There is a wide variation in the results that clients get from working with me. Speaking of short to medium-term results, the majority get what I will would term very significant value from their sessions. They are able to sharpen their career, life, and or relationship goals; they get clarity on a path (or paths) forward to achieve those goals, and they acquire knowledge or enhance certain skills that help them get to those goals.
A not-insignificant minority find that as a result of their work with me they literally transform their lives in a relatively short period of time. Because they are imparted with new strengths, attitudes, and perspectives they are able to identify and pursue possibilities that weren't even imagined before, or which might have been imagined but then dismissed as impractical or impossible.
And then there are those, again a minority but not a negligible one, that get little value from their work with me. Although this disappointing outcome results (in a general sense) primarily from insufficient time and commitment to the process, there are other elements to be considered. Here are three of the key factors that, in my experience, can help you make sure that you maximize the value of working with me or another coach / counselor / therapist:
1) Commitment - Examining one's career, life, or relationship and exploring ways to change it is a challenging, complex, and often quite difficult process. You need to commit to doing what we mutually agree to (i.e. homewok) in as complete and timely a manner as possible. Yes, emergencies do arise that can interrupt a schedule or plan. But "I didn't have time" is an excuse that I simply don't accept as a reason for not following through. Recognize that failure to meet commitments (again, barring a true emergency) is either a matter of misplaced priorities or of emotional blockages; both of these can be addressed in our work together.

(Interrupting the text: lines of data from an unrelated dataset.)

PR #357, opened 2025-11-18
DLPX-95958 sdb stacks command doesn't always work

dbjwhs-perforce:
### Problem

The `stacks -m <module>` command failed on kernel 6.14.0-27 with:
```
AttributeError: 'struct module' has no member 'core_layout'
```

This prevented filtering stack traces by kernel module name, a critical debugging feature for isolating issues in specific modules like ZFS.

### Root Cause

Kernel 6.14+ restructured `struct module` memory layout, changing from a single `core_layout` field to a `mem[]` array of memory segments. The `find_module_memory_segment()` function directly accessed `mod.core_layout.base` and `mod.core_layout.size`, which no longer exist in newer kernels.

### Solution

Refactored `find_module_memory_segment()` in `sdb/commands/linux/stacks.py` to use **drgn's Module API** instead of directly examining kernel structures:

```python
mod = sdb.get_prog().module(mod_name)
ranges = mod.address_ranges
```

The `Module.address_ranges` property returns a tuple of (start, end) address pairs for all memory segments, abstracting away kernel version differences. This eliminates the need for version detection or manual structure inspection.

### Testing

Tested with crash dump from kernel 6.14.0-27-dx2025082915-8ba235c2d-generic:

**Test 1 - Non-existent module:**
```
sdb> stacks -m nonexistent
sdb: stacks: module 'nonexistent' doesn't exist or isn't currently loaded
```
Result: Correctly reports missing module

**Test 2 - ZFS module (exists):**
```
sdb> stacks -m zfs -t INTERRUPTIBLE
0xffff8f1855432a00 INTERRUPTIBLE       355
                  context_switch (inlined)
                  __schedule+0x2c0
                  __schedule_loop (inlined)
                  schedule+0x29
                  0xffffffffc06c8a40+0x0    <- ZFS module address
                  kthread+0xfb
                  ret_from_fork+0x44
                  ret_from_fork_asm+0x1a
```
Result: Successfully finds threads with ZFS stack frames

**Module address ranges verification:**
Using `prog.module("zfs").address_ranges`:
```
Range 0: start=0xffffffffc06fd000, end=0xffffffffc0a13000, size=3235840
Range 1: start=0xffffffffc0a14000, end=0xffffffffc0c78000, size=2506752
Range 2: start=0xffffffffc0c79000, end=0xffffffffc0d6c000, size=995328
Range 3: start=0xffffffffc062f000, end=0xffffffffc0630000, size=4096

Overall range: 0xffffffffc062f000 to 0xffffffffc0d6c000 (size=7589888)
```
Result: Correctly calculates memory range across all segments

### DIFF
--- a/sdb/commands/linux/stacks.py
+++ b/sdb/commands/linux/stacks.py
@@ -1,5 +1,5 @@
 #
-# Copyright 2019 Delphix
+# Copyright 2025 Delphix
 #
 # Licensed under the Apache License, Version 2.0 (the "License");
 # you may not use this file except in compliance with the License.
@@ -21,7 +21,6 @@ from typing import Dict, Iterable, List, Optional, Tuple
 from collections import defaultdict
 
 import drgn
-from drgn.helpers.linux.list import list_for_each_entry
 from drgn.helpers.linux.pid import for_each_task
 from drgn.helpers.linux.sched import task_state_to_char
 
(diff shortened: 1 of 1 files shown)


mmaybee:
Would it be be possible to use the drgn API for the module class: `address_ranges` instead of trying to examine contents of the system structure (and worry about versioning, etc)?

dbjwhs-perforce:
> Would it be be possible to use the drgn API for the module class: `address_ranges` instead of trying to examine contents of the system structure (and worry about versioning, etc)?

Yes, confirmed; This will be better, will get this out later today, thanks.

dbjwhs-perforce:
@mmaybee V2 in, much better thanks.

mmaybee (approved):

tonynguien (approved):

PR #926, opened 2019-07-16
LayerShellSurface: configure correctly

wmww:
Correct layer shell behavior so that it passes the new WLCS tests. On top of #925.

### DIFF
--- a/src/server/frontend_wayland/layer_shell_v1.cpp
+++ b/src/server/frontend_wayland/layer_shell_v1.cpp
@@ -111,6 +111,7 @@ private:
     void destroy() override;
 
     // from WindowWlSurfaceRole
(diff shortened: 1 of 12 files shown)


wmww:
bors try

src/server/frontend_wayland/layer_shell_v1.cpp
```diff
@@ -282,16 +284,42 @@ auto mf::LayerSurfaceV1::get_exclusive_rect() const -> std::experimental::option
     }
 }
 
+void mf::LayerSurfaceV1::configure()
+{
+    // TODO: Error if told to configure on an axis the window is not streatched along
```
AlanGriffiths: s/streatched/stretched/

PR #933, opened 2019-07-19
Delete setup-partial-armhf-chroot - it's of no use now

AlanGriffiths:
Delete setup-partial-armhf-chroot - it's of no use now.


wmww:
What was this for, and why did it become non-useful?

AlanGriffiths:
> What was this for, and why did it become non-useful?

It was used for setting up a cross-build environment on a development machine to target the phone stack. Mostly for working on the libhybris/android based platform.

It became non-useful because we're not focussing on phones, not maintaining a libhybris/android based platform and, for the armhf hardware that interested in, there are other, more reliable, ways to build.

PR #934, opened 2019-07-19
Track registering miral::WaylandExtensions objects with mir::Servers and error if there is more than one

### LINKED ISSUE #875: Creating and passing two WaylandExtensions objects to MirRunner::run_with() causes inconsistent behaviour
We should be able to detect and diagnose this. C.f. #872

AlanGriffiths:
Track registering miral::WaylandExtensions objects with mir::Servers and error if there is more than one. (Fixes #875)

### DIFF
--- a/src/miral/wayland_extensions.cpp
+++ b/src/miral/wayland_extensions.cpp
@@ -27,7 +27,9 @@
 #include <mir/options/option.h>
 #include <mir/options/configuration.h>
 
+#include <mutex>
 #include <set>
+#include <vector>
 
 namespace mo = mir::options;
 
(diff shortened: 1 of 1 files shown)


src/miral/wayland_extensions.cpp
```diff
@@ -40,6 +42,52 @@ auto vec2set(std::vector<std::string> vec) -> std::set<std::string>
...
+
+    static void remove_extension(void* extension)
+    {
+        std::lock_guard<decltype(mutex)> lock{mutex};
+
+        for (auto x = begin(extensions); x != end(extensions); ++x)
+        {
+            if (x->extension == extension)
+            {
+                extensions.erase(x);
```
wmww: I was unaware this was safe. I assume you know what you're doing, but perhaps a `std::remove_if` would be more obviously safe?

src/miral/wayland_extensions.cpp
```diff
@@ -40,6 +42,52 @@ auto vec2set(std::vector<std::string> vec) -> std::set<std::string>
 {
     return std::set<std::string>{vec.begin(), vec.end()};
 }
+
+struct StaticExtensionTracker
```
wmww: Can we get some documentation on this as to what it is and why it's needed? `StaticExtensionTracker` does not make it's purpose immediately obvious.

src/miral/wayland_extensions.cpp
AlanGriffiths: Why wouldn't it be safe? There is no iterator being invalidated or incremented past `end(extensions)`.

AlanGriffiths:
bors r=wmww

PR #937, opened 2019-07-25
Allow frontend to add scene observer

wmww:
This gives a path for the Wayland frontend to add a `scene::Observer` so it can get notified about surfaces that are created or destroyed.

I also made some classes inherit from `scene::NullObserver` instead of `scene::Observer` so they don't have to override methods they don't use.


wmww:
This is going to need updating

PR #939, opened 2019-07-25
Switch from /** */ comments to /// comments

wmww:
I prefer `///`. I thought `/** */` was standard in Mir, but I've been seeing more `///` comments and I don't want my relatively recent code to be part of the problem.

### DIFF
--- a/include/miral/miral/window_specification.h
+++ b/include/miral/miral/window_specification.h
@@ -125,35 +125,29 @@ public:
     auto confine_pointer() -> mir::optional_value<MirPointerConfinementState>&;
     auto userdata() -> mir::optional_value<std::shared_ptr<void>>&;
 
-    /**
-     * The depth layer of a child window is updated with the depth layer of its parent, but can be overridden
-     *  @{
-     */
+    /// The depth layer of a child window is updated with the depth layer of its parent, but can be overridden
+    ///@{
     auto depth_layer() const -> mir::optional_value<MirDepthLayer> const&;
     auto depth_layer() -> mir::optional_value<MirDepthLayer>&;
-    /** @}*/
+    ///@}
 
-    /**
-     * The set of window eges that are attched to edges of the output
-     * If attached to perpendicular edges, it is attached to the corner where the two edges intersect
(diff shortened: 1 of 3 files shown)


include/miral/miral/window_specification.h
```diff
@@ -125,35 +125,29 @@ class WindowSpecification
...
-     *  @{
-     */
+    ///@}
+
+    /// The area over which the window should not be occluded
+    /// Only meaningful for windows attached to an edge
+    /// Setting to optional_value{} will not change the rect when this specification is applied
+    /// Setting to optional_value{optional_value{}} will clear the exclusive rect
+    ///@{
     auto exclusive_rect() const -> mir::optional_value<mir::optional_value<mir::geometry::Rectangle>> const&;
```
RAOF: Pre-existing, but... what? Why is this Optional<Optional<Rectangle>>? What are the semantics here? What does Some(None) mean here, and how does it differ from None(None)?

wmww: I'll make this a little more obvious

wmww:
Hopefully that's clearer. If not I'm open to suggestions on how to word it. I'd love to use rusty `Some(None)` syntax, but I'm afraid that wont be helpful to those not familiar with Rust. Would rather use "set" and "unset", as that's the language Mir uses.

AlanGriffiths:
I don't have a strong preference, but existing usage:
```bash
$ find -name \*.h | xargs grep -F '/**' | wc -l
1149
$ find -name \*.h | xargs grep -F '///' | wc -l
556
```
As `///` is repeated in multi-line comment I think it is in a substantial minority. Certainly not worth spending time changing from the majority style to it.

wmww:
I'm not planning to spend any more time changing them, I just did this at some point and didn't want to throw away the commit.

include/miral/miral/window_specification.h
RAOF: That's clearer, thanks.

AlanGriffiths:
bors r=RAOF

PR #940, opened 2019-07-26
Use scene::NullObserver and scene::NullSurfaceObserver where it makes sense

wmww:
This makes it easier to add surface properties without changing a bunch of observers that don't care


wmww:
That is correct, and intentional. My reasoning is that processing new properties is rarely needed aside from the places they are created for. For example since there was not previously any session property, all observers work correctly without being notified of the surface session. If we add that property, the only observer that needs it is the one we are creating the property for. Others may find it useful in the future, but it's not essential that all observers are updated to explicitly ignore it immediately.

PR #941, opened 2019-07-26
Remove ubuntu-1810 from spread.yaml

wmww:
`ubuntu-os-cloud/ubuntu-1910` [doesn't seem to be a thing](https://travis-ci.org/MirServer/mir/jobs/564109665)

### DIFF
--- a/spread.yaml
+++ b/spread.yaml
@@ -23,7 +23,7 @@ backends:
             - ubuntu-19.04-64:
                 image: ubuntu-os-cloud/ubuntu-1904
             - ubuntu-devel-64:
-                image: ubuntu-os-cloud/ubuntu-1810
+                image: ubuntu-os-cloud-devel/ubuntu-1910
             - fedora-29-64
             - fedora-30-64
             - fedora-rawhide-64


spread.yaml
```diff
@@ -22,8 +22,6 @@ backends:
                 image: ubuntu-os-cloud/ubuntu-1804-lts
             - ubuntu-19.04-64:
                 image: ubuntu-os-cloud/ubuntu-1904
-            - ubuntu-devel-64:
-                image: ubuntu-os-cloud/ubuntu-1810
```
Saviq: This is actually a typo. This should say `1910` instead.

.travis.yml
```diff
@@ -43,7 +43,6 @@ env:
   - DEBEMAIL="mir-ci-bot@canonical.com"
   - SPREAD_PATH=/tmp/spread
   matrix:
-  - SYSTEM=google:ubuntu-devel-64 VARIANT=amd64
```
Saviq: This should remain.

spread.yaml
wmww: I tried that and it didn't work: https://travis-ci.org/MirServer/mir/jobs/564109665

```
2019-07-26 17:10:09 Allocating google:ubuntu-devel-64...
2019-07-26 17:10:09 Cannot allocate google:ubuntu-devel-64: cannot find any Google image matching "ubuntu-os-cloud/ubuntu-1910" on project "ubuntu-os-cloud"
2019-07-26 17:10:09 Successful tasks: 0
2019-07-26 17:10:09 Aborted tasks: 1
error: unsuccessful run
```

Saviq: Make this `1904` then, it will get upgraded to devel in CI.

There is another important aspect of commitment that comes into play: a commitment not just to complete assigned tasks, but commitment in a larger sense. Don't let a setback or a disppointment derail this process. It takes time, and progress is generally made in a "two steps forward one step back" kind of pattern. Allow time for results to manifest. Also, frequency of sessions can often be an issue. If you are coming to see me only every three weeks, for example, you are far less likely to see progress than would be the case with weekly sessions, unless you are extremely diligent in working on mutually agreed to assignments between appointments.
2) Possibility - This is a factor that is difficult to cultivate but, to the degree it can be, will yield valuable dividends. Clients seeking my assistance are generally locked in to a way of observing themselves, their situation, and their prospects in an unecessarily bleak way. Recognize that you're probably viewing circumstances through an unecessarily dark lens, and that unforseen possibilities ALWAYS exist. Haven't there been times in your life when a problem seemed insoluble but when a completely unexpected solution appeared "out of the blue"? Here's a simple tool to help move you into a greater acceptance of possibility: on a 3x5 index card write LOTS CAN HAPPEN and tape it to your bathroom mirror or to the inside of your front door. Remind yourself of this truth frequently throughout your day.
3) Candor - It is hard to solve problems if they are not articulated. Generally, clients seeking my assistance have experienced some kind of setback or feel stuck, and as a result they often carry some shame about their situation. They feel they shouldn't need to ask for help. Keep in mind that my interest is in figuring out and helping you solve your problem, not in judging you in any way, shape, or form. Yes, I do need to understandyou, but I have no interest in evaluating your worth. What is critical is that I understand exactly where you are so we can plot the most promising path(s) forward. Think of me as a GPS: just as a guidance system will only work if it knows your current location, I need to know as completely as possible just where you stand: factually AND emotionally.
Relatedly, I will be most effective in helping you with the benefit of candid feedback from you. Sadly I am not omniscient, and sometimes my take on you or your situation can be off. If you sense that that is the case share that assessment with me. I pride myself on not being defensive; again, my interest is in helping you to the best of my ability, not in demonstrating how smart or right I am.
Finally, I pledge to you that these three factors are uppermost in my mind as I work with you. I am fully commited to providing appropriate and effective solutions, the curiosity and optimism essential to identifying possibility, and the candor to identify issues that are hindering progress to help insure an optimal result from our work together.